Daniel James Murphy & Glenn Warner
(Daniel James Murphy & Glenn Warner are Great War enthusiasts, currently working on Blindfold and Alone – a project about Canadians shot at dawn – and Taking Stock - a project about Great War photography.)
Dawn of the Tank — Other Points of Interest
1) Applying hard lessons learned at Flers-Courcelette, the British assembled 476 tanks (many of them the new Mark IVs) for the battle of Cambrai, launched 20 November 1917. In addition to this incredible number of fighting vehicles, the infantry got to train along side them, the ground chosen was infinitely better suited for the machines capabilities and the artillery barrage was undertaken at the last minute – to preserve the element of surprise AND not chew up the ground so as to render it impassable.
2) Later on, combined Allied forces (Canadian Corps, Australian Corps, and the French 31st Corps) with 604 tanks of all types at their disposal, attacked the Germans south-east of Amiens on 8 August 1918 for what became the greatest single-day advance the Allies would make during the entire war – over 7 miles.
3) The Tank Corps Memorial is situated on the south shoulder of the Albert-Bapaume road, directly across from the Australian memorial at the site of ‘the Windmill’. It was from near this position on the outskirts of Pozières, that the 3 ‘southern’ tanks, attached to the Canadian 4th Brigade, attacked toward the Sugar Factory, south of Courcelette. (See current View of Tank Corps Memorial on Google Maps.)
4) Not surprisingly, the advent of the tank also saw the advent of the first anti-tank weapon specifically designed for use by the infantry. The German Mauser 1918 T-Gewehr sported a 13.2 x 92mm armour-piercing round (slightly larger than .50 cal). But the rifle also sported a wicked kick that could dislocate a shoulder and, occasionally break your collarbone.

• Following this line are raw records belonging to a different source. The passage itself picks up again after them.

Issue #3511, opened 2026-09-17
Compiler: props literals with accessors are the largest SSR self-time bucket on composition cases (computed keys + closure-per-getter)


ryansolid:
> **Status (Sep 17):** finding 1 landed in #3514. Finding 2: options (a)/(b) below are withdrawn — prototype getters break `{...props}`/destructuring in reactive expressions, which is supported. The plan is (c) re-measured: per-site class behind a `Proxy`, **SSR generate only**, with a literal fallback for sites whose captured bindings aren't provably constant. Verdict, microbenchmarks, and the measured fallback rate (≤0.4% library / 2–4% apps): https://github.com/solidjs/solid/issues/3511#issuecomment-5719473252

Tracking item 6 of #3389. Profiling the composition cases in yak-bench (`polymorphic-chain`, `tabs`) after #3497/#3509 shows the compiled component code itself — not `merge`/`omit`, not the serializer — as the largest single self-time bucket on the server: **24–26% of SSR time** on both cases, and **~18% of allocation**. Almost all of it is the props literal the compiler emits at each component call site.

## Exhibit

`ButtonRoot` from `polymorphic-chain`, as compiled (SSR, `@solidjs/compiler`; babel output is identical by parity):

```js
function ButtonRoot(props) {
  const merged = merge({ type: "button", disabled: false, variant: "solid" }, props);
  const others = omit(merged, "as", "type", "disabled", "loading", "variant");
  return Polymorphic(merge({
    get as() { return merged.as ?? "button"; },
    get type() { return memo(() => merged.as === "a")() ? void 0 : merged.type; },
    get disabled() { return merged.disabled; },
    get ["aria-disabled"]() { return merged.disabled || void 0; },
    get ["data-disabled"]() { return merged.disabled ? "" : void 0; },
    get ["data-loading"]() { return merged.loading ? "" : void 0; },
    get ["data-variant"]() { return merged.variant; }
  }, others));
}
```

Every render of every `ButtonRoot` allocates seven closures and an accessor-bearing object literal. React's equivalent is `{ ...rest, type, disabled, "aria-disabled": ... }` — one plain object.

## What it costs

Microbenchmark of exactly this shape (7 getters over a captured `merged`; build the object, read all 7 keys once — what `ssrElement` does), min of 7 × 200k, Node 26:

| form | TurboFan | `--no-opt` | retained |
|---|---:|---:|---:|
| literal, computed keys — **today** | 966 ns | 715 ns | 1274 B |
[...]

PR #3514, opened 2026-09-17
perf(compilers): emit getter keys as string literals, never computed

ryansolid:
Finding 1 of #3511. Both compilers emit non-identifier getter keys in compiled props literals as **computed** accessors:

```js
// today
Polymorphic(merge({
  get as() { return merged.as ?? "button"; },
  get ["aria-disabled"]() { return merged.disabled || void 0; },
  get ["data-loading"]() { return merged.loading ? "" : void 0; },
  …
}, others));
```

Babel does it via `t.objectMethod("get", id, [], body, !t.isValidIdentifier(key))`, and `packages/compiler/src/shared/ast.rs` mirrors it on purpose ("Babel: … non-identifier getter keys are computed"). `get "aria-disabled"()` is the same property, but a computed key in an object literal takes V8 off the literal boilerplate path into per-property runtime definition for the whole object.

Measured on `ButtonRoot`'s seven-getter `<Polymorphic>` props literal from yak-bench's `polymorphic-chain`, build + read all 7 keys, min of 7 × 200k:

| form | TurboFan | `--no-opt` |
|---|---:|---:|
| literal, computed keys (today) | 966 ns | 715 ns |
| literal, string-literal keys (this PR) | 525 ns | 485 ns |
| literal, all identifier keys (control) | 482 ns | 482 ns |

So the string-literal form is within 10% of what the same object costs with plain identifier keys — the computed key was the cost, not the hyphen. Every `aria-*`, `data-*`, and `class` prop paid it (`class` is a reserved word, so `isValidIdentifier` rejects it too).

### Change
`id` at every site is already an `Identifier` or a `StringLiteral` (from `convertJSXIdentifier`, or `t.identifier` for locked DOM properties), so `computed` is just `false`. Six Babel sites — `shared/component.ts` ×3, `dom/element.ts`, `ssr/element.ts`, `universal/element.ts` — and the single Oxc funnel `object_getter_property_with_statements`. Nothing else in the emitted code changes.

Fixtures regenerated in both trees (`vitest -u` for Babel, `UPDATE_OXC_FIXTURES=1 UPDATE_PARITY=1` for Oxc, including the three cross-mode parity `.diff` files). Audited: every changed line is a getter key. Babel's generator prints a reserved-word string key bare (`get class()`), which is valid and the same property.

### Verified
- `@solidjs/babel-plugin` 242/242; `@solidjs/compiler` vitest 5785/5785 and `cargo test` across all three feature sets.
- `@solidjs/web` DOM (825), hydrate (185), server (1001) suites run end-to-end through the rebuilt native compiler; harness artifacts unchanged.

Case-level SSR A/B in the yak-bench harness is pending a quiet machine — tonight's runs had a load average of 11 from a remote-desktop session and the raw numbers disagreed by 10× within a tag, so I'm not quoting them. The microbenchmark is deterministic and the emitted code is otherwise identical; I'll add the harness number when I have one worth trusting.


ryansolid:
> Harness measurement, second attempt. The machine is still not quiet (load average 17–19: Spotlight indexing the new worktrees plus a remote-desktop session), and both wall-clock and `process.cpuUsage` per render swing ±40% within a single tag, so no time-based number is quotable yet.
>
> What is stable under load is allocation. Scavenge count over a fixed render batch (`--max-semi-space-size=1`, `--trace-gc` enabled at runtime after warm-up; two reps each, reps agree to ±2%):
>
> | case | baseline | this PR | Δ |
> |---|---:|---:|---:|
> | `polymorphic-chain` (n=400 × 100) | 807 / 770 | 733 / 734 | **−7%** |
> | `tabs` (150 × 100) | 874 / 865 | 862 / 854 | −1.5% |
> | `multifile-composition` (150 × 60) | 507 / 505 | 514 / 513 | +1.5% (noise) |
> | `btn-variant` (1000 × 150) | 459 / 461 | 460 / 461 | 0 |
>
> Consistent with the key mix: `polymorphic-chain` is the case whose props are mostly `aria-*` / `data-*`; the others are mostly identifier keys and never took the computed path. Allocation is a lower bound here, not the effect size — in the microbenchmark the computed form's extra cost is mostly the per-property runtime definition, and only ~14% of it is bytes. Time-based harness numbers still to come when the machine is quiet.
>
> — *Claude via Cursor*

ryansolid:
> Harness SSR A/B on a quiet machine (load 5.5, Spotlight and the remote session gone). Baseline `next` at #3509 vs this branch, `solid-mprim` lane, both compiled with the respective checkout's Babel plugin; 8 interleaved pairs per case, fresh process each, 1 s warm + 2 s measure, instances/sec:
>
> | case | median vs median | paired-ratio median | pairs favoring PR |
> |---|---:|---:|---:|
> | `polymorphic-chain` (400) | **+7.5%** | +8.3% | 6 / 8 |
> | `tabs` (150) | +2.6% | +6.4% | 6 / 8 |
> | `multifile-composition` (150) | +2.2% | +2.8% | 4 / 8 — noise-level |
> | `btn-variant` (1000) | −0.9% | +0.2% | flat |
>
> Baseline spread within a tag is ±3% on `polymorphic-chain`, ±12% on `tabs`, so the first row is a real effect and the second is suggestive. Same shape as the allocation proxy above: the win lands where the props are `aria-*` / `data-*` / `class`, and there is nothing to gain where every key is an identifier. `polymorphic-chain` SSR moves from 0.29× React to roughly 0.31×; the rest of that gap is finding 2 in #3511.
>
> — *Claude via Cursor*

Tanks Corps badge 1917-24.
5) The tankers that went into battle on 15 September 1916 were members of the Machine Gun Corps (MGC). Part of the MGC was the Motor Machine Gun Service (MMGS), a unit originally organized to provide mobile machine guns mounted on motorcycle sidecars, which became obsolete due to the stalemate on The Western Front.
In late 1915 and early 1916 as tanks were being developed, the MMGS became associated with this tracked armoured fighting vehicle, changing its name to Heavy Section, Machine Gun Corps (HSMGC) in May 1916. In November 1916, after Flers-Courcelette, its name changed to Heavy Branch, Machine Gun Corps, and in July 1917, the Heavy Branch was finally separated from the MGC to become The Tank Corps.
Royal Tanks Corps 1924.
6) After WWI, in 1923, ‘Royal’ was officially added to ‘Tank Corps’ by Colonel-in-Chief King George V and the original Tank Corps badge was changed in 1924 to the Royal Tank Corps badge
In 1939, months before WW2, the Royal Tank Corps was amalgamated with existing mechanized cavalry regiments to become the Royal Armoured Corps. The Royal Tank Corps itself then became the Royal Tank Regiment within the RAC.
The RTR kept the RTC badge with the familiar rhomboid-shaped Great War tank. It has only changed from King's Crown to Queen’s Crown in 1953 with the ascension of Elizabeth II.